On 4 April, the WHO published a note titled, “COVID-19: Considerations for tuberculosis (TB) care,” in which it noted that TB patients who have lung damage may suffer from more severe illness if they are infected with COVID-19. It added that there was a strong case of testing for both conditions, especially in high-burden TB areas. This is especially true of Mumbai’s slums, which have turned out to be both red zones for COVID-19 and high-burden TB areas. Acknowledging the vulnerability of TB patients, Rao told me that the CTD is planning to test TB patients for COVID-19, especially in red zones, and actively find cases after the lockdown.

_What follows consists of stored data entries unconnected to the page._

Issue #1117, opened 2017-11-07
Support setting font weight


Tyriar:
VS Code issue: https://github.com/Microsoft/vscode/issues/29887

Some users would like to be able to set their standard font weight to something other than "normal". This needs to be supported by the new renderer.

Tyriar:
Open to PRs, this will involve adding a new option https://github.com/xtermjs/xterm.js/blob/a6899c74d838e68bc58fb41f718fd7796b9240b2/typings/xterm.d.ts#L14 and making `BaseRenderLayer` aware of it (that's the class that draws the text).

bmf-ribeiro:
I'd like to grab this 😄 

One quick question tough, in the VS Code issue there's the following comment:

> This setting would conflict with the "terminal.integrated.enableBold" setting that currently exists. Should it override that setting if the font weight is set to bold or a higher weight?

What should we do in this case?

Tyriar:
@bmf-ribeiro cool :smiley:

Thinking about it some more, they should probably live together:

- enableBold: Makes bold text act like non-bold text
- fontWeight: Sets the boldness of non-bold text, eg. 100, 200, bold, etc. (the formats accepted by [CanvasRenderingContext2D.font](https://developer.mozilla.org/en-US/docs/Web/API/CanvasRenderingContext2D/font)

So when enableBold is false and fontWeight is set to "bold", that means that *all* text is bold.

The only thing I'm not sure about right now is what sort of values we should accept, ie. what level of validation should we use.

mofux:
Well, the most reasonable way to get this done would be to make both, the `normal` and `bold` font weights configurable (normal, bold, bolder, 100, 200, ...).

if enableBold is `false`, we would always use the font weight that is configured for normal...

Tyriar:
> make both, the normal and bold font weights configurable

I considered this in the VS Code issue, setting the normal part is the main requirement on the VS Code side to align with the editor setting. Apparently boldFontWeight was not considers when the `editor.fontWeight` setting was added though (as bold is not used as much as in the terminal). Anyway, 👍 to doing both 😄.

For ordering reasons flipping the wording might be a good idea; `fontWeight` (`fontWeightNormal`?), `fontWeightBold`

If we're doing both then maybe `enableBold` should be removed and if people want to implement it they can do it by setting `fontWeightNormal` and `fontWeightBold`. VS Code should be the only consumer right now.

theflyingape:
[...]

PR #1119, opened 2017-11-08
Support setting font weight

nikonso:
Implementation of the feature requested in #1117 based on the comments in the issue.

It seems to be working, but I'm not sure if i missed something.

Should I add typings test for all the available options?


Tyriar:
Bold doesn't seem to be working on the demo initially:

image

Expected (`v3`):

image

src/Terminal.ts
```diff
@@ -414,14 +415,19 @@ export class Terminal extends EventEmitter implements ITerminal, IInputHandlingT
...
         break;
-      case 'enableBold':
       case 'letterSpacing':
       case 'lineHeight':
         // When the font changes the size of the cells may change which requires a renderer clear
         this.renderer.clear();
         this.renderer.onResize(this.cols, this.rows, false);
         this.refresh(0, this.rows - 1);
         // this.charMeasure.measure(this.options);
+        case 'fontWeight':
```
Tyriar: Fix indentation

typings/xterm.d.ts
```diff
@@ -443,6 +443,12 @@ declare module 'xterm' {
      */
     setOption(key: 'fontFamily' | 'termName' | 'bellSound', value: string): void;
     /**
+    * Sets an option on the terminal.
+    * @param key The option key.
+    * @param value The option value.
+    */
+    setOption(key: 'fontWeight' | 'fontWeightBold', value: null | 'normal' | 'bold' | 'bolder' | 'lighter' | '100' | '200' | '300' | '400' | '500' | '600' | '700' | '800' | '900'): void;
```
Tyriar: This is great :smile:

I don't think null is a valid value? Maybe we need to validate it in `setOption`?

src/Terminal.ts
```diff
@@ -414,14 +415,19 @@ export class Terminal extends EventEmitter implements ITerminal, IInputHandlingT
...
+        case 'fontWeightBold':
+          // When the font weight changes the size of the cells may change which requires a renderer clear
```
Tyriar: We could merge this and the lineHeight/letterSpacing case and do something like this:

```js
const didCharSizeChange = (key === 'fontWeight' || key === 'fontWeightBold');
this.renderer.onResize(this.cols, this.rows, didCharSizeChange);
```

nikonso:
Locally, and on windows, it seems to be working for me.

image

Do you have any clues as to how i could reproduce the issue? 😕

typings/xterm.d.ts
mofux: @Tyriar From reading the code, passing `null` will use the default font weight, which seems to be a valid scenario?

src/renderer/CharAtlas.ts
```diff
@@ -137,7 +143,7 @@ class CharAtlasGenerator {
 
     this._ctx.save();
     this._ctx.fillStyle = foreground;
-    this._ctx.font = `${fontSize * window.devicePixelRatio}px ${fontFamily}`;
+    this._ctx.font = `${fontWeight} ${fontSize * window.devicePixelRatio}px ${fontFamily}`;
```
mofux: Would be nice if we would reuse the _getFont method introduced in BaseRenderLayer.

src/renderer/CharAtlas.ts
```diff
@@ -151,7 +157,7 @@ class CharAtlasGenerator {
     }
     // Default color bold
     this._ctx.save();
-    this._ctx.font = `bold ${this._ctx.font}`;
+    this._ctx.font = `${fontWeightBold} ${fontSize * window.devicePixelRatio}px ${fontFamily}`;
```
mofux: Would be nice if we would reuse the _getFont method introduced in BaseRenderLayer.

src/renderer/CharAtlas.ts
```diff
@@ -163,11 +169,11 @@ class CharAtlasGenerator {
     this._ctx.restore();
 
     // Colors 0-15
-    this._ctx.font = `${fontSize * window.devicePixelRatio}px ${fontFamily}`;
+    this._ctx.font = `${fontWeight} ${fontSize * window.devicePixelRatio}px ${fontFamily}`;
```
mofux: Would be nice if we would reuse the _getFont method introduced in BaseRenderLayer.

src/renderer/CharAtlas.ts
```diff
@@ -163,11 +169,11 @@ class CharAtlasGenerator {
...
     for (let colorIndex = 0; colorIndex < 16; colorIndex++) {
       // colors 8-15 are bold
       if (colorIndex === 8) {
-        this._ctx.font = `bold ${this._ctx.font}`;
+        this._ctx.font = `${fontWeightBold} ${fontSize * window.devicePixelRatio}px ${fontFamily}`;
```
mofux: Would be nice if we would reuse the _getFont method introduced in BaseRenderLayer.

src/renderer/TextRenderLayer.ts
```diff
@@ -33,7 +33,7 @@ export class TextRenderLayer extends BaseRenderLayer {
     super.resize(terminal, dim, charSizeChanged);
 
     // Clear the character width cache if the font or width has changed
-    const terminalFont = `${terminal.options.fontSize * window.devicePixelRatio}px ${terminal.options.fontFamily}`;
+    const terminalFont = `${terminal.options.fontWeight} ${terminal.options.fontSize * window.devicePixelRatio}px ${terminal.options.fontFamily}`;
```
mofux: Would be nice if we would reuse the _getFont method introduced in BaseRenderLayer.

mofux:
> Bold doesn't seem to be working on the demo initially

Are we seeing a bug here? If I read this comment correctly, bold is only working for normal colored chars, but not for colored chars, which also explains why @nikonso does see it working (white bold text), but @Tyriar is not (colored bold prompt)...

https://github.com/xtermjs/xterm.js/issues/1117#issuecomment-343180815

Tyriar:
@mofux yeah looks like non-white colors in the char atlas are not being drawn as bold:

screen shot 2017-11-09 at 10 17 15 am

nikonso:
Ok, I'l be away from the computer during the weekend, so I'll try to fix
that when I get back on Sunday :wink:

Tyriar:
@nikonso no problems, thanks for all the help recently 😃

Tyriar:
Sorry about the delay, looks good to push in now :+1:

A return to normalcy in diagnosis and treatment procedures could help patients who need easier and more frequent access to doctors and healthcare. For instance, a 17-year-old resident of Dhaulana in Hapur, was detected with MDR-TB in April, and has been suffering from severe side-effects due to the medicines. “He is barely conscious and vomits often,” his brother told me. “We are giving him a pill every hour.” He added that a local doctor administers injections daily.
For the 17-year-old’s family, this is the second time they are dealing with such a case. His 25-year-old sister also had MDR-TB and visited many doctors, including those in Delhi’s premier National Institute of Tuberculosis and Respiratory Diseases. She died a few years ago. The 17-year-old is supposed to get an X-ray and second-line LPA tests, which are not possible presently. “I worry that like my sister, he is not getting the right treatment,” his brother said.